Activists Call on Obama to Use Immigration 'Nuclear Option'

Concerned that immigration reform could fall off Obama’s agenda with international crises and economic woes looming, the influential liberal magazine The Atlantic is now floating what they refer to as ‘the nuclear option’; the idea that President Obama could unilaterally move to end deportations of millions of illegal immigrants currently in the United States.

It’s not that unthinkable, given the Obama administration’s previous executive branch policy fiats that overrode Congress and changed the rules on asylum and granted the so-called “Dreamer” class of illegal immigrants a deferred status.

As Atlantic author Molly Ball explains it:

The option commonly referred to by immigration reformers as “Plan B” would see the president take executive action to prevent undocumented immigrants from being deported — along the lines of the deferred-action program the administration created for “Dreamers” last year. It wouldn’t be a panacea, and it wouldn’t give them citizenship. But such an action could at least spare some from the constant threat of deportation. And perhaps just as important, it could exact major political revenge on Republicans, galvanizing the Hispanic electorate against them and further hurting their image with the fastest-growing segment of voters.

The idea gained some prominence earlier this month, when Republican Senator Marco Rubio mentioned it in a talk-radio interview: “I believe that this president will be tempted, if nothing happens in Congress, to issue an executive order as he did for the Dream Act kids a year ago, where he basically legalizes 11 million people by the sign of a pen,” Rubio said.
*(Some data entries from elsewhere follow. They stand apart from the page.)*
PR #224, opened 2021-06-15
Omit empty ip addresses in param

### LINKED ISSUE #176: Omit empty IP addresses in calls to start_domian_test
As documented in https://github.com/zonemaster/zonemaster/issues/925#issuecomment-771744932, when the IP field is empty the GUI sends its "start_domain_test" with an empty string in the "ip" parameter. While the problem was mitigated with a quick fix in https://github.com/zonemaster/zonemaster-backend/pull/705, a better long term fix is to make GUI omit the "ip" parameter for IP fields that are empty.

blacksponge:
Fix #176


matsduf (approved):

mattias-p:

PR #223, opened 2021-06-15
Added to make Travis test. Not to be kept.

matsduf:
## Purpose

Trigger Travis to test. Not to be merged.

## Context

#214 and #216 unexpectedly fails.

PR #225, opened 2021-06-15
await setLang for FR16

blacksponge:
## Purpose

Some tests (FR16) fails, it looks like the lang has not been changed yet. Tries to await.

## Context

Following #223

### DIFF
--- a/e2e/FR16.e2e-spec.ts
+++ b/e2e/FR16.e2e-spec.ts
@@ -18,10 +18,13 @@ describe('Zonemaster test FR16 - [The advanced view should have a text describin
 
   it('should have a description text in multi languages', async () => {
     await utils.setLang('en');
+    await browser.sleep(100);
     expect(element(by.css('.alert.alert-info')).element(by.css('a')).getText()).toContain('undelegated');
     await utils.setLang('fr');
+    await browser.sleep(100);
     expect(element(by.css('.alert.alert-info')).element(by.css('a')).getText()).toContain('non délégué');
     await utils.setLang('sv');
+    await browser.sleep(100);
     expect(element(by.css('.alert.alert-info')).element(by.css('a')).getText()).toContain('odelegerat domäntest');
   });
 });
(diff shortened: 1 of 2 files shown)


matsduf (approved):
I think this looks fine.

blacksponge:
After a more thorough check, is seems that the loading of this json was causing delays so I added a sleep. It would have been better to use `browser.wait` but I could figure what a reliable wait condition could be.

e2e/FR16.e2e-spec.ts
```diff
@@ -16,12 +16,15 @@ describe('Zonemaster test FR16 - [The advanced view should have a text describin
     expect(element(by.css('.alert.alert-info')).element(by.css('a')).getAttribute('fragment')).toBe('q12');
   });
 
-  it('should have a description text in multi languages', () => {
-    utils.setLang('en');
+  it('should have a description text in multi languages', async () => {
+    await utils.setLang('en');
+    await browser.sleep(100);
```
matsduf, line 21: Is that seconds? Isn't 100 s beyond what is needed?

blacksponge: It is in milliseconds

matsduf: > It is in milliseconds

Then it is more than fine. :-)

matsduf (approved):

mattias-p:
I'm going way out on a limb here but after #222, couldn't you do something like this? (Keep in mind that I have neither tried this myself, nor do I really know any of this stuff.)

```typescript
browser.wait(protractor.ExpectedConditions.presenceOf($('.lang > div > a.selected[lang="' + lang + '"]')), 5000);
```

Also, wouldn't it make sense to move the waiting into util.setLang()?

blacksponge:
It should be possible to do something with `browser.wait`, I'll have another look into that.

blacksponge:
The changes now live in #222, as they depend on the changes there.

matsduf:
> The changes now live in #222, as they depend on the changes there. If that's okay we can close this PR.

Please update the description of #222 and refer to this PR.

blacksponge:
> Please update the description of #222 and refer to this PR.

Done.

Although the comprehensive immigration reform advocates are maintaining a united front, behind the scenes activists have been pushing Obama towards the nuclear option for months. Some advocates of comprehensive immigration reform actually prefer the idea of unilateral action by President Obama to the legislation being considered now. As Fawn Johnson writes in the National Journal:

The idea behind the “other track” is to freeze the current undocumented population in place through an administrative order, give them work permits, and hope for a better deal under the next president, with the hope that he or she is a Democrat. It’s a significant gamble, but some advocates–particularly those outside of the Washington legislative bartering system–argue that it’s better than what they stand to see under the legislation being discussed now.

The fact that the idea is being given a public push at this juncture by sources like The Atlantic and The Washington Post is telling; the nuclear option is on the table. Whether it’s a bluff to move Republicans towards an immigration deal or a real threat remains to be seen.